▸ Activity
Copy out each line below that has the word "BaseWrapper" in it.

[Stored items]

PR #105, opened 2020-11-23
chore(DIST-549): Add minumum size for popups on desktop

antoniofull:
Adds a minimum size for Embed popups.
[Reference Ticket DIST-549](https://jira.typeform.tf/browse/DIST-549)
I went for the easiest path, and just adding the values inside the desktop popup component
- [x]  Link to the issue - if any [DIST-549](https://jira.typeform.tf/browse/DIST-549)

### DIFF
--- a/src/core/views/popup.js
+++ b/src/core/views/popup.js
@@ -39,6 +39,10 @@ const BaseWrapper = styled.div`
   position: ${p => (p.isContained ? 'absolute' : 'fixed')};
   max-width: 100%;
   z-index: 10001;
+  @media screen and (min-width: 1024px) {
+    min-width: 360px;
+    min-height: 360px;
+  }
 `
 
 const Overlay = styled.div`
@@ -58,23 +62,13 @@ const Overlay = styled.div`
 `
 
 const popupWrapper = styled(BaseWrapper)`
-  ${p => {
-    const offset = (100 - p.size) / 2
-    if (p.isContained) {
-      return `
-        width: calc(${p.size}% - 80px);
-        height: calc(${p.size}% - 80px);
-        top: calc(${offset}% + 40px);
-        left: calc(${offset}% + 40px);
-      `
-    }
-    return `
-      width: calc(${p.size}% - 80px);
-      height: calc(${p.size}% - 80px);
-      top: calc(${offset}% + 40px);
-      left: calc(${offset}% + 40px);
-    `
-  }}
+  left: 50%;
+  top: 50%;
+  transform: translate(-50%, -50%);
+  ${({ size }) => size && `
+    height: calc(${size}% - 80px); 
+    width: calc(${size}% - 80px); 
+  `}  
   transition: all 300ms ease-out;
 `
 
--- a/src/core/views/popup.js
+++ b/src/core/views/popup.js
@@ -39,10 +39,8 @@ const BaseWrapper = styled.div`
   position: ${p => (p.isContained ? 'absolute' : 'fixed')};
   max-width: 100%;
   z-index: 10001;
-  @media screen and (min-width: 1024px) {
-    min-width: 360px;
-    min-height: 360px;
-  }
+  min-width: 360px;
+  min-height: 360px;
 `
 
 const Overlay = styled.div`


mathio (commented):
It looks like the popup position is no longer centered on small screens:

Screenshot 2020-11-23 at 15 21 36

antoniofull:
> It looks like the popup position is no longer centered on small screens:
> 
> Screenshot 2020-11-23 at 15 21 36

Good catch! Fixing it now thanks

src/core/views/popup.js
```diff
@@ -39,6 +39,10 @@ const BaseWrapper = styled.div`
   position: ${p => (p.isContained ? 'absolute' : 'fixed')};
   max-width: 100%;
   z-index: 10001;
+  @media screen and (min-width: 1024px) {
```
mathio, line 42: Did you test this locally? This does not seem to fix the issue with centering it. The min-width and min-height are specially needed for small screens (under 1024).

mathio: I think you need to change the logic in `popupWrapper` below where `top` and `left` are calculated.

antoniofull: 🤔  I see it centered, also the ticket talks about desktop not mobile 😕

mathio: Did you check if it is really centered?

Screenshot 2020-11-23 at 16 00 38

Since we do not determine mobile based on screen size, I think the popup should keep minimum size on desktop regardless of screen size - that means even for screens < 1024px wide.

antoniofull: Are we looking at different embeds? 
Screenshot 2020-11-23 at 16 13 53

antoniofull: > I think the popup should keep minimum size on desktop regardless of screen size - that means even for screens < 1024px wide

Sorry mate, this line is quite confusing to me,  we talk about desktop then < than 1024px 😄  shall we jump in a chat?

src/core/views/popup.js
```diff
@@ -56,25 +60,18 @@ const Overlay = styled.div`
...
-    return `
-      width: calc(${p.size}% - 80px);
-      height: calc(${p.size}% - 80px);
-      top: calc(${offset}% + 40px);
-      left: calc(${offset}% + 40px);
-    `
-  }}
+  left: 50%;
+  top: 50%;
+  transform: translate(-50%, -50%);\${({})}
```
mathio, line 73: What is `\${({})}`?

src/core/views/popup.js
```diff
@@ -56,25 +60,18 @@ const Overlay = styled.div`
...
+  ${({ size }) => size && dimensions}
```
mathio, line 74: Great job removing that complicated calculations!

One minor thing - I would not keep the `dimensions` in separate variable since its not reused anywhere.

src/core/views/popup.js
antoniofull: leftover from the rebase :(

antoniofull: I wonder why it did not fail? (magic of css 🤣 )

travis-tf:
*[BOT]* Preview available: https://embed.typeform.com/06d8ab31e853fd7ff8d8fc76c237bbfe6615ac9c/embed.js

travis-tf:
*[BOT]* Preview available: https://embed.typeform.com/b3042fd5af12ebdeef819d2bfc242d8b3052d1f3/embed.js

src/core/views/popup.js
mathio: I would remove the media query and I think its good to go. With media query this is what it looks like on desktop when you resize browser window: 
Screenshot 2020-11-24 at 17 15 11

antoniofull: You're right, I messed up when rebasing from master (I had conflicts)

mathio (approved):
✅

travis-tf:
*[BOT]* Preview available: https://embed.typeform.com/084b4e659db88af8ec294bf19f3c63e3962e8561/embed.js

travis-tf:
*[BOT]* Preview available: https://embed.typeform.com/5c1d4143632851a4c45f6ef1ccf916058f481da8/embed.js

▸ Final answer
@@ -39,6 +39,10 @@ const BaseWrapper = styled.div`
 const popupWrapper = styled(BaseWrapper)`
@@ -39,10 +39,8 @@ const BaseWrapper = styled.div`
@@ -39,6 +39,10 @@ const BaseWrapper = styled.div`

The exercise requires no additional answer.